JPH01218689A - Sewage disposal facility - Google Patents

Abstract

PURPOSE: To alternately move the liquid surface in a vessel up and down at regular intervals and to allow organismic agglomerated lumps on a supporting device to alternately contact with a liquid and a gas, in the equipment.

CONSTITUTION: In this equipment, sewage 30 is introduced into a sedimentation chamber 19 through an inlet pipe 2 and allowed to flow in a downwardly orientated stream. Then, the inflow sewage 30 is mixed with sewage treated to some extent and organismic agglomerated lumps, in the zone 19 to form a liquid mixture 15 that is allowed to continuously flow through a screen 10 in the equipment. An inverted box 13 contg. a contact medium 14 of an organismic agglomerated lump supporting device is filled with the liquid mixture 15 whose liquid surface is at a level 17 in a vessel. When an air blower 11 is operated, air is transferred with a pressure to the inverted box 13 through a pipe 12 to remove the liquid mixture 15 from the inverted box 13. By this replacement of the liquid mixture 15 with air, the liquid surface in the vessel is raised to a level higher than the level 17 and further, the liquid mixture 15 is moved up through the other contact mediums 18 and 20 to backwardly pass the liquid mixture 15 through the screen 10 and to dilute the inflow sewage 30 with the liquid mixture 15. Thus, the purification effect of the equipment can be improved.

COPYRIGHT: (C)1989,JPO

Description

DETAILED DESCRIPTION OF THE INVENTION Field of the Invention The present invention relates to sewage treatment facilities, particularly, but not exclusively, to sewage treatment facilities suitable for underground installation and used in locations where large sewage discharge facilities are not available. Relating to a sewage treatment facility suitable for either a single dwelling or a small group of dwellings, as an alternative to septic tanks or septic tanks.

Problems that the prior art and invention seek to solve: Sewage tanks are generally inadequate and their use is difficult because they generate odors, pollute the surroundings when they overflow, and are not used regularly, e.g. by road vehicles. This includes several problems and disadvantages, including the tendency to require pumping (based on Septic tanks are prone to contamination if they are installed in areas where soil conditions are not suitable. People living in areas where mains sewage discharge is not available need improved types of equipment for sewage treatment. The present invention provides a method that meets this need.
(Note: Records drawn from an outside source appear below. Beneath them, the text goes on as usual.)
PR #537, opened 2022-03-12
Proposal for the introduction of extensions

FFroehlich:
This pull request describes a proposal for the extension of PEtab (see #528) that allows changes to the format through extensions. The proposed development and acceptance procedure is described in the changes to development.rst . The other change the documentation to indicate that the PEtab YAML file becomes mandatory.

Required steps for changes to the PEtab specification
-----------------------------------------------------
- [x] Updated format specifications (this PR)
- [x] Updated converter (no changes necessary)
- [x] Updated validator (no changes necessary)
- [x] Updated test suite (no changes necessary)
- [x] Updated changelog (this PR)

Note: this replaces #527, which was permanently closed when I accidentally deleted the corresponding repository

PR #545, opened 2022-05-24
Add `required` attribute to extensions in yaml file

### LINKED ISSUE #544: Extensions: required/optional
PEtab extensions were introduced in #537. We should be able to distinguish there between optional extensions and required extensions, i.e. those that modify the parameter estimation problem as such, and those that just add additional/optional information (e.g. annotations, info for visualization, ...). If some tool does not know about a certain optional extension, it can safely be ignored during import, if it does not know about a required extension, it should fail.

To include this information in the PEtab problem, I suggest to include a new field `required` in the yaml file, i.e. changing the schema to 
```yaml
  extensions:
    type: object
    description: |
      PEtab extensions being used.
    patternProperties:
      "^[a-zA-Z][\\-\\w]*$":

        type: object
        description: |
          Information on a specific extension
        properties:
          version:
            type: string
            pattern: ^([1-9][0-9]*!)?(0|[1-9][0-9]*)(\.(0|[1-9][0-9]*))*((a|b|rc)(0|[1-9][0-9]*))?(\.post(0|[1-9][0-9]*))?(\.dev(0|[1-9][0-9]*))?$
          required:      # <------- NEW
            type: bool   # <------- NEW

        required:
          - version
          - required     # <------- NEW
      additionalProperties: true
```

Opinions?

dweindl:
PEtab extensions were introduced in #537. We should be able to distinguish there between optional extensions and required extensions, i.e. those that modify the parameter estimation problem as such, and those that just add additional/optional information (e.g. annotations, info for visualization, ...). If some tool does not know about a certain optional extension, it can safely be ignored during import, if it does not know about a required extension, it should fail.

This PR adds a `required` attribute to extensions in the yaml file to indicate whether they are required for the mathematical interpretation of the PEtab problem.

Resolves #544

### DIFF
--- a/doc/_static/petab_schema.yaml
+++ b/doc/_static/petab_schema.yaml
@@ -98,9 +98,14 @@ properties:
           version:
             type: string
             pattern: ^([1-9][0-9]*!)?(0|[1-9][0-9]*)(\.(0|[1-9][0-9]*))*((a|b|rc)(0|[1-9][0-9]*))?(\.post(0|[1-9][0-9]*))?(\.dev(0|[1-9][0-9]*))?$
-
+          required:
+            type: bool
+            description: |
+              Indicates whether the extension is required for the
+              mathematical interpretation of problem.
         required:
           - version
+          - required
       additionalProperties: true
 
     additionalProperties: false


fbergmann (approved):
that looks good to me. thank you

FFroehlich (approved):
👍

PR #553, opened 2023-02-20
clarify amount/concentration

FFroehlich:


doc/documentation_data_format.rst
```diff
@@ -151,10 +151,11 @@ Detailed field description
   - ``${speciesId}``
 
     If a species ID is provided, it is interpreted as the initial
-    concentration/amount of that species and will override the initial
-    concentration/amount given in the SBML model or given by a preequilibration
+    condition of that species (as amount if hasOnlySubstanceUnits set to `True`
```
dweindl, line 154:
```suggestion
    condition of that species (as amount if `hasOnlySubstanceUnits` is set to `True` 
```

dweindl (approved):
Thanks :+1:

dweindl:
> @dweindl there is no test for this in the testsuite, right? 

Correct. Needs test. 

> Because current implementation in AMICI is wrong as far as I can tell.

:/

PR #558, opened 2023-05-11
Add PEtab.jl to README

sebapersson:
PEtab.jl is now a formal Julia package. Starting from the latest release 1.1 we test against the [PEtab test suite](https://github.com/sebapersson/PEtab.jl/blob/main/test/PEtab_test_suite.jl), and I am happy to announce (with some tweaking from PEtab.jl v1.0 -> v1.1) that we pass all tests. I have added this information to the README.


dweindl:
Cool, thanks!

PR #571, opened 2023-11-05
Explicitly exclude SBML local parameters from parameters table

### LINKED ISSUE #570: Global vs local SBML parameters
**Which problem would you like to address? Please describe.**
From my experience, PETab does not support SBML local parameters (for details on local vs global parameters, see for example p.53 of SBML 2 specification [here](https://raw.githubusercontent.com/combine-org/combine-specifications/main/specifications/files/sbml.level-2.version-5.release-1.pdf)).

**Describe the solution you would like**
It would be nice if the PEtab documentation could mention that all parameters must be declared globally.

dweindl:
Clarify that local parameters aren't allowed in the parameters table.

Closes #570

### DIFF
--- a/doc/documentation_data_format.rst
+++ b/doc/documentation_data_format.rst
@@ -443,6 +443,7 @@ and *must not* include:
   above)
 - Parameters included as column names in the *condition table*
 - Parameters that are AssignmentRule targets in the SBML model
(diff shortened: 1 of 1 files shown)


dilpath (approved):
:+1:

Means for Solving the Problems According to the invention, a sewage treatment facility includes a tank containing liquid sewage up to the liquid surface and gas above the liquid surface, an inlet for the sewage into the tank, and a treated sewage. an outlet from the tank, a bioclump support device in the tank, and the liquid surface in the tank is raised and lowered periodically to bring the bioclumps on the support device into alternating contact with the liquid and the gas. and a device for ensuring that.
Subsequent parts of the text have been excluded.